**Assignment**
Go through the entries below and pick out every line with "does".
=== Input records ===
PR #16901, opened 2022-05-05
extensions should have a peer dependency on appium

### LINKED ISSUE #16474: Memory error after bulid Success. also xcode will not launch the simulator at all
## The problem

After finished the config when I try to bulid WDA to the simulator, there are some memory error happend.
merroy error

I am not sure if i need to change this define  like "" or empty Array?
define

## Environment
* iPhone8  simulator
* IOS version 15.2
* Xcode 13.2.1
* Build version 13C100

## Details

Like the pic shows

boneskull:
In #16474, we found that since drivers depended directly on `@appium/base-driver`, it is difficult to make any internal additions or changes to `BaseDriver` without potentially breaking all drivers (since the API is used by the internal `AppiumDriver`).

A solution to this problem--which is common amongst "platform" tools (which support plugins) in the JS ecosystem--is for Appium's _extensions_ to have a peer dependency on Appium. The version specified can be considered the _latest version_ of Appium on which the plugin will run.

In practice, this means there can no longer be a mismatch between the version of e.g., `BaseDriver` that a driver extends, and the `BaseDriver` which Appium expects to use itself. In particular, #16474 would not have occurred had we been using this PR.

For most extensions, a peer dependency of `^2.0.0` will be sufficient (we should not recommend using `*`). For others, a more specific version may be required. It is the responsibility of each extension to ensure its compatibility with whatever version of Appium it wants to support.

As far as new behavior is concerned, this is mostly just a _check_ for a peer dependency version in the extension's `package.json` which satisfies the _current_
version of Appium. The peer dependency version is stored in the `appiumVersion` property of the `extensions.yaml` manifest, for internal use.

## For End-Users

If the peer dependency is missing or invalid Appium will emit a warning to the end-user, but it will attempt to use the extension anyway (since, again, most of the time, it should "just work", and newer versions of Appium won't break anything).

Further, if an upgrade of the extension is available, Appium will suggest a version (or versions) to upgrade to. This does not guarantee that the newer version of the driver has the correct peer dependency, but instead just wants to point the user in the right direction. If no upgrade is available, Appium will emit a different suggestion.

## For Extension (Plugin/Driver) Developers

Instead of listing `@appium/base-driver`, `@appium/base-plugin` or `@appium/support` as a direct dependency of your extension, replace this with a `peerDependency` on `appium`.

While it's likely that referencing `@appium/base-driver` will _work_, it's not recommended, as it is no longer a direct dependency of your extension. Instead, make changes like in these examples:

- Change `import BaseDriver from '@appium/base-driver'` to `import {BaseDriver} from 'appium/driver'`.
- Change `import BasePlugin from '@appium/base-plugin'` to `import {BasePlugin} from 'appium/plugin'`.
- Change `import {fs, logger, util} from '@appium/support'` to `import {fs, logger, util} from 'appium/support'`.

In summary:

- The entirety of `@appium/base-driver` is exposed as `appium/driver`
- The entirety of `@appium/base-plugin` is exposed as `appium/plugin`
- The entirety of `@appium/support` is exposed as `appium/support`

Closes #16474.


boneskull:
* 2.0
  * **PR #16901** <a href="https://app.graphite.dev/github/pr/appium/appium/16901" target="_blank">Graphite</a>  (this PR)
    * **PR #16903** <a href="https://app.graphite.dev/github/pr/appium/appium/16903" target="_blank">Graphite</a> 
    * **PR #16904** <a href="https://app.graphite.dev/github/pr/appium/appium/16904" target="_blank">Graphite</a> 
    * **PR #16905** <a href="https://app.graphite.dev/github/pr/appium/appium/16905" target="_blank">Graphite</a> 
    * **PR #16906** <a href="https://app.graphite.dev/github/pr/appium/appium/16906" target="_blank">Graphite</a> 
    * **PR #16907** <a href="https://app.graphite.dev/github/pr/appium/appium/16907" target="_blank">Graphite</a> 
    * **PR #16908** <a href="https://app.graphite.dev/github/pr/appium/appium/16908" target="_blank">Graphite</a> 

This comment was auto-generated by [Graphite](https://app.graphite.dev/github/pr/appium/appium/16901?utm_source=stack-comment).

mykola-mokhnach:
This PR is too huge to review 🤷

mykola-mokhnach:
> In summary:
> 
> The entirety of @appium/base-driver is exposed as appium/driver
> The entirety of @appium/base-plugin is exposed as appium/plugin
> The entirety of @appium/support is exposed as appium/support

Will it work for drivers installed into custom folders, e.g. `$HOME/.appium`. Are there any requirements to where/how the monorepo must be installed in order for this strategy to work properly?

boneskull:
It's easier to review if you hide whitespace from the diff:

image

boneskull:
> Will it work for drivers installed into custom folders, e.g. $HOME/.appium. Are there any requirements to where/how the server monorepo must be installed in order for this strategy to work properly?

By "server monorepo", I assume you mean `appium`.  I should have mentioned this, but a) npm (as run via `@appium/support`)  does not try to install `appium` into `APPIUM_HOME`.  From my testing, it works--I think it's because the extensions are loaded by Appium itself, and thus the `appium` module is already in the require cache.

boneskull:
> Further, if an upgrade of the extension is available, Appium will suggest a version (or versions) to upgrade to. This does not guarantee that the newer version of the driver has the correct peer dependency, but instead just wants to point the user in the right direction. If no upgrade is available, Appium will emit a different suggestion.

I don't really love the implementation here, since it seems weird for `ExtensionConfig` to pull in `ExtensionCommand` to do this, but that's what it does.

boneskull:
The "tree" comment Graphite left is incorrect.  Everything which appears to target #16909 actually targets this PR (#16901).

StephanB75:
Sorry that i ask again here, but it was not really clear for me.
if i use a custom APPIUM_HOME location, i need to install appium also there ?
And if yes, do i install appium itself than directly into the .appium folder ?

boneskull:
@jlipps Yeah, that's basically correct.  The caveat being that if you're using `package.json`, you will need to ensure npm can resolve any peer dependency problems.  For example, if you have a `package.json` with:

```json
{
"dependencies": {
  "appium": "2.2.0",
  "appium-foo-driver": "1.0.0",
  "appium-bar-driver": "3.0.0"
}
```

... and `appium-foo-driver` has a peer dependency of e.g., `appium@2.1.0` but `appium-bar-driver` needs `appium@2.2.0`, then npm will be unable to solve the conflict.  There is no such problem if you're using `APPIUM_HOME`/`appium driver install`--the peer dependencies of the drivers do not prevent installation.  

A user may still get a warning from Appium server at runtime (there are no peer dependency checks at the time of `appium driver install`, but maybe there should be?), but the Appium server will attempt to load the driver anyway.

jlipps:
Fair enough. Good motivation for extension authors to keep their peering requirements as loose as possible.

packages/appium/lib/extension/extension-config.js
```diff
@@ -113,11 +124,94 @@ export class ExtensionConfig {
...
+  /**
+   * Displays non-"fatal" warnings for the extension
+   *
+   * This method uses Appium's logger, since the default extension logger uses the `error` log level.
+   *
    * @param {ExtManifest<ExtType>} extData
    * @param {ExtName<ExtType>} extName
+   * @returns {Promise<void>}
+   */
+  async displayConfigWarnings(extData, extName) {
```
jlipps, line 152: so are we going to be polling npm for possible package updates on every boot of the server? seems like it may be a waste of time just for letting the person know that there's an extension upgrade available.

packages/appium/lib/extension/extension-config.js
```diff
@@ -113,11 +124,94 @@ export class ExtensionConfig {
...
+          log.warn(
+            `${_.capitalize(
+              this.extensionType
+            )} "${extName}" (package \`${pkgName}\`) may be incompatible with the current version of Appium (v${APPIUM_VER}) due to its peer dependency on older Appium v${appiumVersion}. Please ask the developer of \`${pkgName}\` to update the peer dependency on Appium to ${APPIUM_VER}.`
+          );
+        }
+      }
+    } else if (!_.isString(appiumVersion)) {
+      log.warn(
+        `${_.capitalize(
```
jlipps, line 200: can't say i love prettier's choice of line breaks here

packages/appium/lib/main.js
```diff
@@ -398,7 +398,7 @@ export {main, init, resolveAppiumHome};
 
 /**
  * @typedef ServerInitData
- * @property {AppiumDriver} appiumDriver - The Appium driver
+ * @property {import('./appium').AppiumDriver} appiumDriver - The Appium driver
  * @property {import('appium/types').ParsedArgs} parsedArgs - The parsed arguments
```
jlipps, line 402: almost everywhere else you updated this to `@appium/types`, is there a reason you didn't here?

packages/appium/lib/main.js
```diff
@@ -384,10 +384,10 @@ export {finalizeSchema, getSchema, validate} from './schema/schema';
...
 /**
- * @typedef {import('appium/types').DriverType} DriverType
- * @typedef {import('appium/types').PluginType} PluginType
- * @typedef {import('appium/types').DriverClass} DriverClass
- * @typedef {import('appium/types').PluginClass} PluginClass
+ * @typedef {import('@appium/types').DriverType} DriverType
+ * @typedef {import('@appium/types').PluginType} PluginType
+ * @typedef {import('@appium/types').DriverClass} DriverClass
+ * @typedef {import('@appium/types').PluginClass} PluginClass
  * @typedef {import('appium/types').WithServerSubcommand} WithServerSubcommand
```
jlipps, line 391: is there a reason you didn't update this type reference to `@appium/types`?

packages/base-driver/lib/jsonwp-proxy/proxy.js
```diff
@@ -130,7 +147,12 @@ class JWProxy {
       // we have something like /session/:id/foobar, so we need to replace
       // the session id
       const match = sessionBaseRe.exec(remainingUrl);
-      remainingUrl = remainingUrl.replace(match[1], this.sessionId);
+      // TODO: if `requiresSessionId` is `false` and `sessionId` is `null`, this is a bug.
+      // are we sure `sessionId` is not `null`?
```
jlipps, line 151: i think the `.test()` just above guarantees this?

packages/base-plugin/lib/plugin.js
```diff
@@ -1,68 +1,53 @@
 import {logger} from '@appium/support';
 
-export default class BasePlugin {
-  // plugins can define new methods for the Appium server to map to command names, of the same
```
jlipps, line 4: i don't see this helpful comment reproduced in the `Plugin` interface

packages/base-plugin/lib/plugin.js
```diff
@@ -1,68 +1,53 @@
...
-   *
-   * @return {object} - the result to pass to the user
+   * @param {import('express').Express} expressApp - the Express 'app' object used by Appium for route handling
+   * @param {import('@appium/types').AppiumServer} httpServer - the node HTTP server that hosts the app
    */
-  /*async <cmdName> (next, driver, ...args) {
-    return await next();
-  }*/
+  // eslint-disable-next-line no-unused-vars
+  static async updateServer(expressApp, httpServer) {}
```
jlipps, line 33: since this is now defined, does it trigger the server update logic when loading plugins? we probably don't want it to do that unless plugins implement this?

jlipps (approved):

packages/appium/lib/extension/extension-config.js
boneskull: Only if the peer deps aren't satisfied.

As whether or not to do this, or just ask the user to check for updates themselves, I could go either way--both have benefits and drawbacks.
===
=== Input records ===
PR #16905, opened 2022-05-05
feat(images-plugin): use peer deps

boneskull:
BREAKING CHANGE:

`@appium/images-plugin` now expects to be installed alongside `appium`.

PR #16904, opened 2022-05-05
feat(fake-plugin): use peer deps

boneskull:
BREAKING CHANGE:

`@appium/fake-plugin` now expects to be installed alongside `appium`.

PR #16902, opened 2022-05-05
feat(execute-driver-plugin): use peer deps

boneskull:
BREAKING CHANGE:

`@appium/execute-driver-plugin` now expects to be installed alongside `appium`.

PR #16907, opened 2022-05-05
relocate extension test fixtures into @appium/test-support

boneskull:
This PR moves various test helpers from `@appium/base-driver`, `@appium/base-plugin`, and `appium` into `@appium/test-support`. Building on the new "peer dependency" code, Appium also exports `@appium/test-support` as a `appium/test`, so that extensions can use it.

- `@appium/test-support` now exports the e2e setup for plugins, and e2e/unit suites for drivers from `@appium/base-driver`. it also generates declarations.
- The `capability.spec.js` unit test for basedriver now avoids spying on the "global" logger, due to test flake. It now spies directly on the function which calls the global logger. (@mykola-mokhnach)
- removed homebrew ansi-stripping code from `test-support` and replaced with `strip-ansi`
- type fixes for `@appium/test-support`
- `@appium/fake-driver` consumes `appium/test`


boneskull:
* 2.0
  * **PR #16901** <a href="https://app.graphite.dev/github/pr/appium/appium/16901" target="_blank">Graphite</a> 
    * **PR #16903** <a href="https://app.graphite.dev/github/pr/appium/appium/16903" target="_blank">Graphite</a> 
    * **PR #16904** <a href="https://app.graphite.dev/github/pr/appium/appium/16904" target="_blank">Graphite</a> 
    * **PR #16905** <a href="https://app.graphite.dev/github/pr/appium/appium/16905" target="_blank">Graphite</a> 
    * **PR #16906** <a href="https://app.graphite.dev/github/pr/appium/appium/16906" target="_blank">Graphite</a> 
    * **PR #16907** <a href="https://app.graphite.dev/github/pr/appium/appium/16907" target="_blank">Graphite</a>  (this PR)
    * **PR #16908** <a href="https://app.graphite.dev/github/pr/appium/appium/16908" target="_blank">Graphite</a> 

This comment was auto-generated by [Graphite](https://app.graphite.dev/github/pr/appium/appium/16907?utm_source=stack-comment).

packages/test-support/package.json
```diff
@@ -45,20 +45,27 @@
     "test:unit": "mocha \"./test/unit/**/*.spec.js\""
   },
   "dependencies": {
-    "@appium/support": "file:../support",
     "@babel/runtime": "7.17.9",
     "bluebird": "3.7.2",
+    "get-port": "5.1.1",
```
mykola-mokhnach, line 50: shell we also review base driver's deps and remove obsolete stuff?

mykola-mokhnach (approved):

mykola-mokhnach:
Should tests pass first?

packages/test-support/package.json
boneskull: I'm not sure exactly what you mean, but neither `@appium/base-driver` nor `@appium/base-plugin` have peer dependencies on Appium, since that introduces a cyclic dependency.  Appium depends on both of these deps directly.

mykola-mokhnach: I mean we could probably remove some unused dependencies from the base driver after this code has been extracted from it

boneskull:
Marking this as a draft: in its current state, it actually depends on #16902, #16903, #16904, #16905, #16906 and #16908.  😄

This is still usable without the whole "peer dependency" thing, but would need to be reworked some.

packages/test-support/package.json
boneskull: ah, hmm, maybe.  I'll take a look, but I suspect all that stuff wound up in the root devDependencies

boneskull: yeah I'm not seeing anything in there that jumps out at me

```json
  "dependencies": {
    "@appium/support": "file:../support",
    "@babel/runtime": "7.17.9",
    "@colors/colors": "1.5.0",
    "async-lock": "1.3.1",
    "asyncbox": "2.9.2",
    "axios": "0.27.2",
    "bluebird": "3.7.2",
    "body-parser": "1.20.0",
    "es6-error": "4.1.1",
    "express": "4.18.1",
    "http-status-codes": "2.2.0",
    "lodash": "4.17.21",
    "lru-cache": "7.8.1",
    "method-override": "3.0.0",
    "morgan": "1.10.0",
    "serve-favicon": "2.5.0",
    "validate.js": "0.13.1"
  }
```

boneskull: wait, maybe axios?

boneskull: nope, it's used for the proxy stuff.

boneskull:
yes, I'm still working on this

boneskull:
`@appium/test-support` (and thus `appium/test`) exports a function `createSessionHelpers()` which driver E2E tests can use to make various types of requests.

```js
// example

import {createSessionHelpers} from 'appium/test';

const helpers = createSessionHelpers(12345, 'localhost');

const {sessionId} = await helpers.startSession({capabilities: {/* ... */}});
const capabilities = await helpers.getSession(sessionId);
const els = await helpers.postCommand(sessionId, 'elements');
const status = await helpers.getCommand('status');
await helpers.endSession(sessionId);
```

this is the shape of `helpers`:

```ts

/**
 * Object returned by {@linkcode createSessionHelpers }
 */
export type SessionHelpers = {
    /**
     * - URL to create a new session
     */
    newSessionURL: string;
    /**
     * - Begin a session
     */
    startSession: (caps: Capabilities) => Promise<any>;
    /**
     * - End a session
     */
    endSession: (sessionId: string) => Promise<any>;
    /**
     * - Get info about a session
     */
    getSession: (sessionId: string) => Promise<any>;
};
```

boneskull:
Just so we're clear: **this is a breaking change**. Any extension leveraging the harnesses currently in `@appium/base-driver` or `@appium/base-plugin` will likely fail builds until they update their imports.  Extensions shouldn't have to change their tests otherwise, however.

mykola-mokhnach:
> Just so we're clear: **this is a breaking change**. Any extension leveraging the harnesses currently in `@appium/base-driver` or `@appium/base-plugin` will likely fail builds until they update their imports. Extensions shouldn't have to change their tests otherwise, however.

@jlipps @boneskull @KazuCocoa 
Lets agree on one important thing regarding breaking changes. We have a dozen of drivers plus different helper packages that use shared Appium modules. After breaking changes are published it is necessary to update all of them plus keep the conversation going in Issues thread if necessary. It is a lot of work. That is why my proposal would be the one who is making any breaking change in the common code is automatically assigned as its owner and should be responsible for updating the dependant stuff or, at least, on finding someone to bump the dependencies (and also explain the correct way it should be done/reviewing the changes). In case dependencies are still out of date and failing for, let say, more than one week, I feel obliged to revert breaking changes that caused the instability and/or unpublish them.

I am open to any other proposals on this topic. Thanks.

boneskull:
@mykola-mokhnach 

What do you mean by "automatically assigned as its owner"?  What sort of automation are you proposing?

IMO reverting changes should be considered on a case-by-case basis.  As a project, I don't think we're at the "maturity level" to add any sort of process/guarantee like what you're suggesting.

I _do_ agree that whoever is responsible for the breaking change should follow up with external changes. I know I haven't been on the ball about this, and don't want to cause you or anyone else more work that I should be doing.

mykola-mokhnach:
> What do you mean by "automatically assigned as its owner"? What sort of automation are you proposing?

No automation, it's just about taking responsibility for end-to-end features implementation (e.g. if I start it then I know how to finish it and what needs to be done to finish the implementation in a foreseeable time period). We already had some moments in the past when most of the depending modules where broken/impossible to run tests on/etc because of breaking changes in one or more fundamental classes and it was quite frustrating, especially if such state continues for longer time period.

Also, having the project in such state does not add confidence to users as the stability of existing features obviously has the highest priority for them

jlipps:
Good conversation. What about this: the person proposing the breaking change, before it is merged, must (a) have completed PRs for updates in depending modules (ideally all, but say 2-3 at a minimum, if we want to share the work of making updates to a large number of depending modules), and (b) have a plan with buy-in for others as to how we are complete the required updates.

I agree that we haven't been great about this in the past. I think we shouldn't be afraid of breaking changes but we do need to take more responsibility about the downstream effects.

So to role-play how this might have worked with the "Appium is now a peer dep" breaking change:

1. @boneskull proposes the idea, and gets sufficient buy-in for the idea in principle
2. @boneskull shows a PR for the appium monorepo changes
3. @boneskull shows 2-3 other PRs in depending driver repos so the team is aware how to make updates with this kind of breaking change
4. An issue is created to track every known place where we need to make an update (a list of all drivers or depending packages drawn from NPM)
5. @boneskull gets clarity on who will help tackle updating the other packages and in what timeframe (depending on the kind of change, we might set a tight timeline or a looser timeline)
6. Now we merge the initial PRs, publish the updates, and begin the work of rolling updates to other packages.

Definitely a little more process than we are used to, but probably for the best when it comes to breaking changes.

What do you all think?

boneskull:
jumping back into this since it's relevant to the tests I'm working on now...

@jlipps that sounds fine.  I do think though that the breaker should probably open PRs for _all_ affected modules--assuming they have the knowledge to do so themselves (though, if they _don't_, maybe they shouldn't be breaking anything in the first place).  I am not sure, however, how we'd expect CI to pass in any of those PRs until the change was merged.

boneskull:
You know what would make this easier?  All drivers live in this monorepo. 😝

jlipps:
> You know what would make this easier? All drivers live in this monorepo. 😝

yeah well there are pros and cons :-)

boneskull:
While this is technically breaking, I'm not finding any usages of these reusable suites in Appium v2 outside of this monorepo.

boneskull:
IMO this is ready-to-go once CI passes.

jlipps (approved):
===
=== Input records ===
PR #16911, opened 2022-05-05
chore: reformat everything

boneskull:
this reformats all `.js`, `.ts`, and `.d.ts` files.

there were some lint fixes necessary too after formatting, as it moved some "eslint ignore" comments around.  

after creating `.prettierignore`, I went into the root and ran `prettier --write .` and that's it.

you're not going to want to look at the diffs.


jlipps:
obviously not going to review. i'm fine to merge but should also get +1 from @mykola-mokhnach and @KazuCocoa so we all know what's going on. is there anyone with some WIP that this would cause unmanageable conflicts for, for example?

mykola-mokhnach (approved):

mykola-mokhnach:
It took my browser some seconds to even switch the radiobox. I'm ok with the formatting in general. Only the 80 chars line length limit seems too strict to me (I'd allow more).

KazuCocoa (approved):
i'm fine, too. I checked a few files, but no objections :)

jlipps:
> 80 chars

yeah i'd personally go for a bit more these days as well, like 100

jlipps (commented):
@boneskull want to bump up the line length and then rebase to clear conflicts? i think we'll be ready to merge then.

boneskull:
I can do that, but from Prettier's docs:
===
**Solution for this exercise**
Further, if an upgrade of the extension is available, Appium will suggest a version (or versions) to upgrade to. This does not guarantee that the newer version of the driver has the correct peer dependency, but instead just wants to point the user in the right direction. If no upgrade is available, Appium will emit a different suggestion.
By "server monorepo", I assume you mean `appium`.  I should have mentioned this, but a) npm (as run via `@appium/support`)  does not try to install `appium` into `APPIUM_HOME`.  From my testing, it works--I think it's because the extensions are loaded by Appium itself, and thus the `appium` module is already in the require cache.
> Further, if an upgrade of the extension is available, Appium will suggest a version (or versions) to upgrade to. This does not guarantee that the newer version of the driver has the correct peer dependency, but instead just wants to point the user in the right direction. If no upgrade is available, Appium will emit a different suggestion.
I don't really love the implementation here, since it seems weird for `ExtensionConfig` to pull in `ExtensionCommand` to do this, but that's what it does.
jlipps, line 33: since this is now defined, does it trigger the server update logic when loading plugins? we probably don't want it to do that unless plugins implement this?
Also, having the project in such state does not add confidence to users as the stability of existing features obviously has the highest priority for them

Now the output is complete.